[Collected data]
+ + + + +
PR #2679, opened 2021-05-08
Reworked recent fix for "VDBOX SFC output frame order issue"

shawnli2:
A proper fix is to keep assignment(I mean the place where umc decoder starts
using the surfaces) of internal surface (for original) resolution and of
external surface (for resized resolution) in the same function
(which actually means at the same timeframe).


wangyan-intel (approved):

wangyan-intel:
@dmitryermilov Could you please review this PR? Thanks.

dmitryermilov (approved):

PR #2705, opened 2021-06-02
[HEVCE] enable GPU weighted prediction

Tianhaol:
Enable GPU weighted prediction by passing size and offset of weighted table
and the flag.


dmitryermilov:
@thomasli21801 , please take a look

thomasli21801 (approved):

Issue #2597, opened 2021-02-11
Fill HDR Side Data for HEVC Decoding


softworkz:
Structures for HDR side data have recently been added for HEVC encoding: https://github.com/Intel-Media-SDK/MediaSDK/commit/a9685bf658d1ec97ff44b614dcf75818ecc62819 : 

- mfxExtContentLightLevelInfo 
- mfxExtMasteringDisplayColourVolume

What missing is to fill those structures when decoding HEVC video.

Could this be added?

dmitryermilov:
@softworkz , just to be on the same page: would you like to have this reporting from DecodeHeader and together with each output frame (if there're per frame SEI), right?

softworkz:
> @softworkz , just to be on the same page: would you like to have this reporting from DecodeHeader and together with each output frame (if there're per frame SEI), right?

Correct. From all videos that I've seen so far, even with static HDR (like HDR10), the data is in every frame (SEI type 137 and 144 IIRC).

Purposes:
- Re-Encoding while keeping HDR data
  e.g. just scaling down while retaining color format and HDR (you've already done the encoding side)
- The data is required for tone mapping
  - It's a prerequisite for this: https://github.com/Intel-Media-SDK/MediaSDK/issues/1949
  - But even right now it's a problem when doing tone mapping for example with OpenCL, because QuickSync decoders (unlike VAAPI) do bitstream and codec parsing, so it's not possible to get at this data (e.g. using ffmpeg)

dmitryermilov:
Thanks for details. Yes, we can do it but please expect some delay, ~2 weeks.

softworkz:
2 weeks? That's not a delay - that would be awesome 😆

wangyan-intel:
@pengxin99 Could you please take a look? Thanks.

softworkz:
> Thanks for details. Yes, we can do it but please expect some delay, ~2 weeks.

@dmitryermilov  @pengxin99 - Is there any progress in sight on this issue?

wangyan-intel:
@softworkz Sorry for slow response. As you know, we are transferring from MSDK legacy to oneVPL (https://github.com/oneapi-src/oneVPL-intel-gpu). For legacy branch, it has been implemented by @pengxin99 with extension buffer. But this flow cannot be used in VPL architecture. We are evaluating the path and will update it ASAP.

softworkz:
[...]

PR #2726, opened 2021-07-06
[HEVCd] Added HDR SEI info parsing for HEVC decoding

pengxin99:
For #2597 

Attach the **MFX_EXTBUFF_MASTERING_DISPLAY_COLOUR_VOLUME**  and **MFX_EXTBUFF_CONTENT_LIGHT_LEVEL_INFO** to outputSurface when you need this info for HEVC HDR transfer.

``` 
     mfxFrameSurface1& surf;
    // Mastering Display Colour Volume SEI info
    mfxExtMasteringDisplayColourVolume* pExtPar_MasteringDisplay = new mfxExtMasteringDisplayColourVolume{};
    pExtPar_MasteringDisplay->Header.BufferId = MFX_EXTBUFF_MASTERING_DISPLAY_COLOUR_VOLUME;
    pExtPar_MasteringDisplay->Header.BufferSz = sizeof(mfxExtMasteringDisplayColourVolume);
    
    // Mastering Content Light Level info
    mfxExtContentLightLevelInfo* pExtPar_ContentLight = new mfxExtContentLightLevelInfo{};
    pExtPar_ContentLight->Header.BufferId = MFX_EXTBUFF_CONTENT_LIGHT_LEVEL_INFO;
    pExtPar_ContentLight->Header.BufferSz = sizeof(mfxExtContentLightLevelInfo);

    surf.Data.ExtParam[0] = reinterpret_cast<mfxExtBuffer*>(pExtPar_MasteringDisplay);
    surf.Data.ExtParam[1] = reinterpret_cast<mfxExtBuffer*>(pExtPar_ContentLight);
```

### DIFF
--- a/_studio/mfx_lib/decode/h265/src/mfx_h265_dec_decode.cpp
+++ b/_studio/mfx_lib/decode/h265/src/mfx_h265_dec_decode.cpp
@@ -1384,6 +1384,26 @@ void VideoDECODEH265::FillOutputSurface(mfxFrameSurface1 **surf_out, mfxFrameSur
             info->FrameType |= MFX_FRAMETYPE_REF;
    }
 
+    mfxExtMasteringDisplayColourVolume* dispaly_colour = (mfxExtMasteringDisplayColourVolume*)GetExtendedBuffer(surface_out->Data.ExtParam, surface_out->Data.NumExtParam, MFX_EXTBUFF_MASTERING_DISPLAY_COLOUR_VOLUME);
+    if (dispaly_colour && pFrame->m_mastering_display.payLoadSize > 0)
+    {
+        for (size_t i = 0; i < 3; i++)
+        {
+            dispaly_colour->DisplayPrimariesX[i] = (mfxU16)pFrame->m_mastering_display.SEI_messages.mastering_display.display_primaries[i][0];
+            dispaly_colour->DisplayPrimariesY[i] = (mfxU16)pFrame->m_mastering_display.SEI_messages.mastering_display.display_primaries[i][1];
+        }
+        dispaly_colour->WhitePointX = (mfxU16)pFrame->m_mastering_display.SEI_messages.mastering_display.white_point[0];
+        dispaly_colour->WhitePointY = (mfxU16)pFrame->m_mastering_display.SEI_messages.mastering_display.white_point[1];
+        dispaly_colour->MaxDisplayMasteringLuminance = (mfxU32)pFrame->m_mastering_display.SEI_messages.mastering_display.max_luminance;
+        dispaly_colour->MinDisplayMasteringLuminance = (mfxU32)pFrame->m_mastering_display.SEI_messages.mastering_display.min_luminance;
+    }
+    mfxExtContentLightLevelInfo* content_light = (mfxExtContentLightLevelInfo*)GetExtendedBuffer(surface_out->Data.ExtParam, surface_out->Data.NumExtParam, MFX_EXTBUFF_CONTENT_LIGHT_LEVEL_INFO);
+    if (content_light && pFrame->m_content_light_level_info.payLoadSize > 0)
+    {
+        content_light->MaxContentLightLevel = (mfxU16)pFrame->m_content_light_level_info.SEI_messages.content_light_level_info.max_content_light_level;
+        content_light->MaxPicAverageLightLevel = (mfxU16)pFrame->m_content_light_level_info.SEI_messages.content_light_level_info.max_pic_average_light_level;
+    }
+
 }
 
 // Wait until a frame is ready to be output and set necessary surface flags
--- a/_studio/shared/umc/codec/h265_dec/include/umc_h265_bitstream_headers.h
+++ b/_studio/shared/umc/codec/h265_dec/include/umc_h265_bitstream_headers.h
@@ -351,6 +351,10 @@ protected:
     int32_t pic_timing(const HeaderSet<H265SeqParamSet> & sps, int32_t current_sps, H265SEIPayLoad *spl);
     // Parse recovery point SEI data
     int32_t recovery_point(const HeaderSet<H265SeqParamSet> & sps, int32_t current_sps, H265SEIPayLoad *spl);
+    // Parse mastering display colour volume SEI data
+    int32_t mastering_display_colour_volume(const HeaderSet<H265SeqParamSet>& sps, int32_t current_sps, H265SEIPayLoad* spl);
+    // Parse content light level info SEI data
+    int32_t content_light_level_info(const HeaderSet<H265SeqParamSet>& sps, int32_t current_sps, H265SEIPayLoad* spl);
 
     // Skip unrecognized SEI message payload
     int32_t reserved_sei_message(const HeaderSet<H265SeqParamSet> & sps, int32_t current_sps, H265SEIPayLoad *spl);
--- a/_studio/shared/umc/codec/h265_dec/include/umc_h265_dec_defs.h
+++ b/_studio/shared/umc/codec/h265_dec/include/umc_h265_dec_defs.h
@@ -328,6 +328,7 @@ typedef enum
     SEI_KNEE_FUNCTION_INFO                          = 141,
     SEI_COLOUR_REMAPPING_INFO                       = 142,
     SEI_DEINTERLACED_FIELD_IDENTIFICATION           = 143,
+    SEI_CONTENT_LIGHT_LEVEL_INFO                    = 144,
 
     SEI_LAYERS_NOT_PRESENT                          = 160,
     SEI_INTER_LAYER_CONSTRAINED_TILE_SETS           = 161,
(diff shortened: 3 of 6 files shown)


_studio/shared/include/mfx_config.h
```diff
@@ -85,6 +85,10 @@
     //#define MFX_ENABLE_HEVCE_DIRTY_RECT
 #endif
 
+#if defined(MFX_ENABLE_H265_VIDEO_DECODE)
+    #define MFX_ENABLE_HEVCE_HDR_SEI
```
dmitryermilov, line 89: MFX_ENABLE_HEVC**E**_HDR_SEI ??

dmitryermilov (changes requested):

_studio/mfx_lib/decode/h265/src/mfx_h265_dec_decode.cpp
```diff
@@ -1384,6 +1384,38 @@ void VideoDECODEH265::FillOutputSurface(mfxFrameSurface1 **surf_out, mfxFrameSur
...
    }
 
+#ifdef MFX_ENABLE_HEVCE_HDR_SEI
+    mfxExtMasteringDisplayColourVolume* dispaly_colour = (mfxExtMasteringDisplayColourVolume*)GetExtendedBuffer(surface_out->Data.ExtParam, surface_out->Data.NumExtParam, MFX_EXTBUFF_MASTERING_DISPLAY_COLOUR_VOLUME);
+    if (pFrame->m_mastering_display.payLoadSize != 0)
+    {
+        if (dispaly_colour && pFrame->m_mastering_display.payLoadSize > 0)
+        {
+            dispaly_colour->Header.BufferId = MFX_EXTBUFF_MASTERING_DISPLAY_COLOUR_VOLUME;
+            dispaly_colour->Header.BufferSz = (mfxU32)pFrame->m_mastering_display.payLoadSize;
```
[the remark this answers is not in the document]
pengxin99: Have removed this in new commit.

_studio/mfx_lib/decode/h265/src/mfx_h265_dec_decode.cpp
```diff
@@ -1384,6 +1384,38 @@ void VideoDECODEH265::FillOutputSurface(mfxFrameSurface1 **surf_out, mfxFrameSur
             info->FrameType |= MFX_FRAMETYPE_REF;
    }
 
+#ifdef MFX_ENABLE_HEVCE_HDR_SEI
```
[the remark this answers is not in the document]
pengxin99: Have removed all **MFX_ENABLE_HEVCE_HDR_SEI** Marco for this SEI is a pure SW feature.

_studio/shared/include/mfx_config.h
pengxin99: Have been removed because there is no need for Marco protection in the pure SW feature.

_studio/mfx_lib/decode/h265/src/mfx_h265_dec_decode.cpp
```diff
@@ -1384,6 +1384,38 @@ void VideoDECODEH265::FillOutputSurface(mfxFrameSurface1 **surf_out, mfxFrameSur
...
+    mfxExtMasteringDisplayColourVolume* dispaly_colour = (mfxExtMasteringDisplayColourVolume*)GetExtendedBuffer(surface_out->Data.ExtParam, surface_out->Data.NumExtParam, MFX_EXTBUFF_MASTERING_DISPLAY_COLOUR_VOLUME);
+    if (pFrame->m_mastering_display.payLoadSize != 0)
+    {
+        if (dispaly_colour && pFrame->m_mastering_display.payLoadSize > 0)
+        {
```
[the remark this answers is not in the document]
pengxin99: Now, the related ExtBuffer will use the default value `0` for the frame not include HDR SEI. And can do modify according to the ARB discussion

_studio/mfx_lib/decode/h265/src/mfx_h265_dec_decode.cpp
```diff
@@ -1384,6 +1384,33 @@ void VideoDECODEH265::FillOutputSurface(mfxFrameSurface1 **surf_out, mfxFrameSur
             info->FrameType |= MFX_FRAMETYPE_REF;
    }
 
+    mfxExtMasteringDisplayColourVolume* dispaly_colour = (mfxExtMasteringDisplayColourVolume*)GetExtendedBuffer(surface_out->Data.ExtParam, surface_out->Data.NumExtParam, MFX_EXTBUFF_MASTERING_DISPLAY_COLOUR_VOLUME);
+    if (pFrame->m_mastering_display.payLoadSize != 0)
+    {
+        if (dispaly_colour && pFrame->m_mastering_display.payLoadSize > 0)
+        {
+            dispaly_colour->InsertPayloadToggle = MFX_PAYLOAD_IDR;
```
dmitryermilov, line 1392: Could you explain why it's always MFX_PAYLOAD_IDR ?

_studio/mfx_lib/decode/h265/src/mfx_h265_dec_decode.cpp
```diff
@@ -1384,6 +1384,33 @@ void VideoDECODEH265::FillOutputSurface(mfxFrameSurface1 **surf_out, mfxFrameSur
             info->FrameType |= MFX_FRAMETYPE_REF;
    }
 
+    mfxExtMasteringDisplayColourVolume* dispaly_colour = (mfxExtMasteringDisplayColourVolume*)GetExtendedBuffer(surface_out->Data.ExtParam, surface_out->Data.NumExtParam, MFX_EXTBUFF_MASTERING_DISPLAY_COLOUR_VOLUME);
+    if (pFrame->m_mastering_display.payLoadSize != 0)
+    {
+        if (dispaly_colour && pFrame->m_mastering_display.payLoadSize > 0)
```
dmitryermilov, line 1390: There is always != 0 payLoadSize check above.

_studio/mfx_lib/decode/h265/src/mfx_h265_dec_decode.cpp
pengxin99: If the frames do not have `MasteringDisplayColourVolume` and `ContentLightLevelInfo` SEI, **InsertPayloadToggle** is default set as `0` in output surface during decoding steps, this SEI will not be used in encoding steps.

And if parse these two SEIs during decoding steps, we need to set the  **InsertPayloadToggle** to `MFX_PAYLOAD_IDR`, then this SEI can be used in encoding steps.

Refers to [mfxstructures.h](https://github.com/intel-innersource/drivers.gpu.media.sdk.lib/blob/86b711813aef29045e36c374792d84aaf37996cc/api/vpl/mfxstructures.h#L2804)
>  If the application attaches this structure to the mfxEncodeCtrl structure at runtime, the encoder inserts the HDR SEI message for the current frame and ignores InsertPayloadToggle.
If the application attaches this structure to the mfxVideoParam structure during initialization or reset, the encoder inserts the HDR SEI message based on InsertPayloadToggle.

dmitryermilov: But it's an encoder input flag. It doesn't seems that decoder should control encoder behavior.

pengxin99: Do you mean the encoder will set this flag to decide which frame needs to use HDR SEI?

dmitryermilov: It's discussible. I think a user should do it. But there might be other options like the one you proposed. Anyway, we need to get aligned on how users will operate with the feature.

softworkz: I wonder whether this is even worth any discussion:

- For decoding, the two new structures are provided as part of the frame data
- For encoding, the data needs to be either attached once at init to mfxVideoParam (constant values which are repeated) or to mfxEncodeCtrl for each frame that is submitted for encoding
- As the SDK consumer doesn't control the lifetime of the memory for those structures coming from the decoder, it cannot simply use these structures as-is and attach them to the encoding parameters.
  That means: it will be required to allocate new structures and copy the individual values manually - so it's all up to the developer's coding and neither the flag nor even the structures will automatically be propagated to the encoder

This looks pretty good to me already..

pengxin99: Thanks for the advice, we will soon close the discussion and then update this PR. 
@softworkz, can you provide some HEVC clips contain both mastering_display and content_Light_Level SEI? So i can do some tests for this RP, thank you in advance~

softworkz: You can try one of those:
- https://4kmedia.org/ultra-hd-hdr-samsung-4k-demo-wonderland/
- https://4kmedia.org/sony-swordsmith-hdr-uhd-4k-demo/

They have Mastering Display data for sure, CLL most likely but don't remember exactly.

softworkz:
Hi, what happened to this PR?

It doesn't look like there would be any showstopping reason?

dmitryermilov (approved):
LGTM but we need to decide if we need to update manual, especially for VPL. I'll ping Igor.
+ + + + +
**PROBLEM STATEMENT:** If a line in the entries above contains the word "mfxExtBuffer", copy it.

**ANSWER BOX:**
    surf.Data.ExtParam[0] = reinterpret_cast<mfxExtBuffer*>(pExtPar_MasteringDisplay);
    surf.Data.ExtParam[1] = reinterpret_cast<mfxExtBuffer*>(pExtPar_ContentLight);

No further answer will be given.